無視も頭を過ったが、嫌な予感に従って応じた。

「もしもし、急にどうした?」
「久しぶりだねぇ、元気かい?」

祖母が出た。施設の人ではなかった。
私が記憶しているよりもずっと、祖母の声は弱々しく掠れていた。
水分の無い、枯れ木のような祖母の姿が脳裏をよぎる。

「元気よ。番号知ってたんだね。びっくりした。どこか具合悪いの?」
「いやぁ、そういうわけじゃないんだけど」
「何かあったらまず父さんに電話して。
 俺今東京にいて直ぐにそっちには行けないから、わかった?」




暫く沈黙が続いた。




 「会いたいねぇ」

祖母の乾燥した体の奥から、水分が競り上がってくるのが電話越しに伝わる。軽く震えながら声を絞り出しているようだ。

その声がまた、私の心を酷く冷たいものにした。

「そうね、タイミングが合えば。」
「わたしねぇ、もう長く無い気がするのよ、わかるの」
「そんなこと言うもんじゃないよ。体調が悪いって訳じゃ無いのね。良かったよ。」

「忙しいかもしれないけど、会いに来て欲しいのよ」
「うん、考えとく。この件、父さんにも伝えておくよ。」

「貴方はなんでもそつなくこなすから、きっと上手くやっていけるわ」
「あはは、珍しいね褒めるなんて。この電話が最後みたいじゃない。」

それから祖母は数回「会いたい」と言った後、
呆気なく「じゃあね」と言って電話を切った。

巣食う悪心

もうすぐ家に新しい洗濯機が届く。
父にこの件を直ぐに連絡したが、祖母は私だけに直電を入れたらしく、父はこの件を全く認識していなかった。
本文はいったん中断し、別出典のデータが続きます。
Issue #562, opened 2022-01-05
Pre Commit Hook Error


PaulWoitaschek:
When running the precommit hook it always fails with the message:

```
.git/hooks/pre-commit: line 22: =0: command not found
```

This is probably because of this line:

```
$gradleCommandExitCode=$?
```
Imo the trailing $ should be removed.

This also has the very bad sideffect that the old stash is not applied and the code that wasn't staged is lost.

Tested on macos, Ktlint 10.2.1

jmbarroso:
Found the same problem. Edited manually the file and it worked as expected

PauloHC:
I am getting the same error. I didn't find this line after applying the plugin to the project.
Is there any workaround to make the pre-commit hook work fine?

jmbarroso:
@PauloHC, after installing the pre-commit, it should be available in `.git/hooks/pre-commit`. Line 22 should look like `$gradleCommandExitCode=$?` . The workaround  is to  change it to `gradleCommandExitCode=$?`

PauloHC:
I found the line here. Now the hook is working. Thank you very much @jmbarroso !

G00fY2:
This behaviour was changed in #551. We should try to fix it not just deleting this line.

PR #564, opened 2022-01-08
Fix pre-commit hook command not found error

rbleuse:
Fixes https://github.com/JLLeitschuh/ktlint-gradle/issues/562


G00fY2:
@rbleuse I noticed your PR too late. Please check out my changes from #568. You don't need Regex to improve the tests. I also suggest to switch to switch to underscore_case for consistency (e.g. CHANGED_FILES).

rbleuse:
Hi @G00fY2 thanks for the suggestion !

G00fY2:
Not sure why the tests on windows are not passing. Looks like they are somewhat flaky. I tried to reproduce this on my windows machine but actually for me all tests are failing (maybe because I use JDK 17).

JLLeitschuh:
Here's the exception, I don't think this was caused by you. I've re-kicked the jobs:

https://scans.gradle.com/s/zjxfgwkm3i2fg/tests/:test/org.jlleitschuh.gradle.ktlint.KtLintSupportedVersionsTest/Format%20should%20successfully%20finish%20on%20sources%20with%20style%20violations$ktlint_gradle(GradleVersion,%20String)%5B12%5D?anchor=e30&expanded-stacktrace=WyIwLTEtMiIsIjAtMSIsIjAiXQ&top-execution=1

rbleuse:
It seems it failed again :

```
2: Task failed with an exception.
-----------
* What went wrong:
Execution failed for task ':samples:android-app:loadKtlintReporters'.
> Could not resolve all files for configuration ':samples:android-app:ktlint'.
   > Could not resolve com.pinterest:ktlint:0.42.1.
     Required by:
         project :samples:android-app
      > Could not resolve com.pinterest:ktlint:0.42.1.
         > Could not get resource 'https://repo.maven.apache.org/maven2/com/pinterest/ktlint/0.42.1/ktlint-0.42.1.pom'.
            > Could not GET 'https://repo.maven.apache.org/maven2/com/pinterest/ktlint/0.42.1/ktlint-0.42.1.pom'.
               > repo.maven.apache.org
```

crisguitar:
Any reasons this is not merged yet?

plugin/src/main/kotlin/org/jlleitschuh/gradle/ktlint/GitHook.kt
```diff
@@ -54,13 +54,12 @@ private fun postCheck(
             git add ${'$'}file
         fi
     done
-    """.trimIndent()
```
JLLeitschuh, line 57: Doesn't some kind of trimming need to happen here?

JLLeitschuh:
> Any reasons this is not merged yet?

The tests were failing. I was waiting for a green run

plugin/src/main/kotlin/org/jlleitschuh/gradle/ktlint/GitHook.kt
rbleuse: @JLLeitschuh No because if we keep it, `formatUsesGradleExitCode` fails to find `gradle_command_exit_code=$?` as there is indentation before :

<details><summary>With trimming (original)</summary>

```
Expecting:
 <["#!/bin/sh",
 "######## KTLINT-GRADLE HOOK START ########",
 "",
 "    CHANGED_FILES="$(git --no-pager diff --name-status --no-color --cached | awk '$1 != "D" && $NF ~ /\.kts?$/ { print $NF }')"",
 "",
 "    if [ -z "$CHANGED_FILES" ]; then",
 "        echo "No Kotlin staged files."",
 "        exit 0",
 "    fi;",
 "",
 "    echo "Running ktlint over these files:"",
 "    echo "$CHANGED_FILES"",
 "",
 "    diff=.git/unstaged-ktlint-git-hook.diff",
 "    git diff --color=never > $diff",
 "    if [ -s $diff ]; then",
 "      git apply -R $diff",
 "    fi",
 "",
 "    ./gradlew --quiet ktlintFormat -PinternalKtlintGitFilter="$CHANGED_FILES"",
 "    gradle_command_exit_code=$?",
 "",
 "    echo "Completed ktlint run."",
 "    echo "$CHANGED_FILES" | while read -r file; do",
 "    if [ -f $file ]; then",
 "        git add $file",
 "    fi",
 "done",
 "",
 "    if [ -s $diff ]; then",
 "      git apply --ignore-whitespace $diff",
 "    fi",
 "    rm $diff",
 "    unset diff",
 "",
 "    echo "Completed ktlint hook."",
 "    exit $gradle_command_exit_code",
 "######## KTLINT-GRADLE HOOK END ########"]>
to contain:
 <["gradle_command_exit_code=$?"]>
but could not find:
 <["gradle_command_exit_code=$?"]>
```
</details>

<details><summary>Without trimming</summary>

```
"######## KTLINT-GRADLE HOOK START ########",
"",
"CHANGED_FILES="$(git --no-pager diff --name-status --no-color --cached | awk '$1 != "D" && $NF ~ /\.kts?$/ { print $NF }')"",
"",
"if [ -z "$CHANGED_FILES" ]; then",
"    echo "No Kotlin staged files."",
"    exit 0",
"fi;",
"",
"echo "Running ktlint over these files:"",
"echo "$CHANGED_FILES"",
"",
"diff=.git/unstaged-ktlint-git-hook.diff",
"git diff --color=never > $diff",
"if [ -s $diff ]; then",
"  git apply -R $diff",
"fi",
"",
"./gradlew --quiet ktlintFormat -PinternalKtlintGitFilter="$CHANGED_FILES"",
"gradle_command_exit_code=$?",
"",
"echo "Completed ktlint run."",
"",
"echo "$CHANGED_FILES" | while read -r file; do",
"    if [ -f $file ]; then",
"        git add $file",
"    fi",
"done",
"",
"",
"if [ -s $diff ]; then",
"  git apply --ignore-whitespace $diff",
"fi",
"rm $diff",
"unset diff",
"",
"echo "Completed ktlint hook."",
"exit $gradle_command_exit_code",
"######## KTLINT-GRADLE HOOK END ########"]>
```
</details>

But if you tell me that the first indentation with `trimIndent` (while it's supposed to remove indentation) is expected, then I'll add it back and look for `exit $gradle_command_exit_code` with indentation in the test instead.

craigberry1:
Hey @JLLeitschuh will this get merged soon? We just updated to `10.2.1` to fix https://github.com/JLLeitschuh/ktlint-gradle/issues/539 but now I'm running into this... thanks!

JLLeitschuh:
Happy to merge this. @rbleuse can you rebase your changes and I'll merge! 😄

rbleuse:
@JLLeitschuh done :)

JLLeitschuh:
#I've been returning these tests multiple times and every time they fail with an OOM error. I have no idea why, but master doesn't fail. This failure is consistently reproducible with your changes and I have no idea why.

rbleuse:
@JLLeitschuh When you twice merged into my fix, the two builds were successful :
2022-03-13_12h55_13

I'd can confirm that this OOM is not because of this fix.
I reverted my fix except the changelog, and it still fails with an OOM (you can check last commit build result). There's definitely an issue with the windows build as the ubuntu builds correctly.

My guess is, parallel tests are enabled, and somehow there's a memory issue with parallel tests which use too much memory

Also one note, tests always fail into OOM on the `KtLintSupportedVersionsTest` class. Probably something wrong in this test class or in the code that this class is testing

Reference failed builds :
https://github.com/JLLeitschuh/ktlint-gradle/runs/5527597501?check_suite_focus=true
https://github.com/JLLeitschuh/ktlint-gradle/runs/5527663939?check_suite_focus=true
https://github.com/JLLeitschuh/ktlint-gradle/runs/5514012872?check_suite_focus=true
https://github.com/JLLeitschuh/ktlint-gradle/runs/5527730803?check_suite_focus=true

G00fY2:
I can aggree. I also run these tests on my local Windows machine. No such error occurred.

JLLeitschuh:
> I can confirm that this OOM is not because of this fix.

I 100% agree with you, but unfortunately, I can't merge this PR knowing that it will break `master`, it would prevent me from releasing. Unfortunately, I've already spent more time trying to figure out what the problem is here, and haven't had any luck.

I'm trying one last thing with this change: https://github.com/JLLeitschuh/ktlint-gradle/commit/bbc0c9423d0cdd35df080963ea9c24eb71f6d3e3

If we can't figure out the root cause of this OOM issue I can't merge this PR. Unfortunately, as I spelled out in this issue here https://github.com/JLLeitschuh/ktlint-gradle/issues/569 I'm not really available anymore to maintain this project beyond merging PRs from the community. I don't actively use ktlint-gradle anymore, and I'm now a full-time security researcher not working on any Kotlin or Gradle based projects actively at this time. I'm more than happy to merge any PRs that adequately fix this overall OOM error, or even PRs that help debug what's going wrong, but I don't think I have the time to continue to figure out what's wrong here. I'm really sorry as that's probably pretty disappointing to hear.

rbleuse:
Yes I don't have much time to investigate where this OOM comes from either, but as I mentioned it doesn't come from this PR :( 

As far as we can investigate from builds history is that the PR #543 has also an OOM when the PR has been merged to master
Here is build log : https://github.com/JLLeitschuh/ktlint-gradle/runs/4739934010?check_suite_focus=true

Anyway, your last commit didn't pass either, so what should we do ?

JLLeitschuh:
> Anyway, your last commit didn't pass either, so what should we do ?

I'm not certain. Maybe this is caused by a specific version of the Ktlint library on windows? If so, and someone can figure that out, a PR to disable that in our tests would be accepted.

I just can't merge a PR I know breaks the main branch as I won't be able to publish releases. I'm really sorry.

rbleuse:
> I just can't merge a PR I know breaks the main branch as I won't be able to publish releases. I'm really sorry.

With all due respect, did you notice that almost all your `Create prepare_release.yaml` commits directly on master also failed with this same insufficient memory error ?
As I mentioned before, this error doesn't come from this PR, as main is already broken.
Besides, my PR now doesn't have any extra code, only the changelog (as it's required to start testing with GA) so it's in pair identical to the main and it also fails.

What about increasing tests memory ? Same as mentioned in the readme
```
tasks.withType<org.jlleitschuh.gradle.ktlint.tasks.BaseKtLintCheckTask> {
    workerMaxHeapSize.set("512m")
}
```

Or disable parallel tests ?

JLLeitschuh:
> With all due respect, did you notice that almost all your Create prepare_release.yaml commits directly on master also failed with this same insufficient memory error ?


I actually didn't. So that 100% confirms this isn't your change breaking things. Okay, I'll merge it. Thanks for pointing out my mistake here. Sorry.

JLLeitschuh:
I've removed the windows tests from the critical path, so the other checks should theoretically now run

rbleuse:
> > With all due respect, did you notice that almost all your Create prepare_release.yaml commits directly on master also failed with this same insufficient memory error ?
> 
> I actually didn't. So that 100% confirms this isn't your change breaking things. Okay, I'll merge it. Thanks for pointing out my mistake here. Sorry.

No worries :)
I'll then commit back the fix later on today, for now this PR contains only the changelog

rbleuse:
It should be ok now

こんな事があっても、私は祖母の施設に足を運ぼうとは素直に思えない。
つくづく冷たい人間だ。世間的に見れば、そうなってしまうのも腹が立つ。

ただ、これで祖母が近日の内に息を引き取ろうものなら、
私は言い表せないほどの悪心に襲われるのだ。
その事は嫌と言うほどわかっている。

最後までこの人に振り回される事が確定していることに腹が立つ。
その変えようのない事実が、まるで親しい友との約束を破った時のように居座り、私の心にじっとりとした重苦しい影を落としていく。

もう考えたくも無いのに、家の入り口に鎮座する古い洗濯機は訴えてくる。

仄かに残っている良心が警鐘を鳴らす。
自分自身の為に足を運べと。


それでも、次の電話には出ないつもりだ。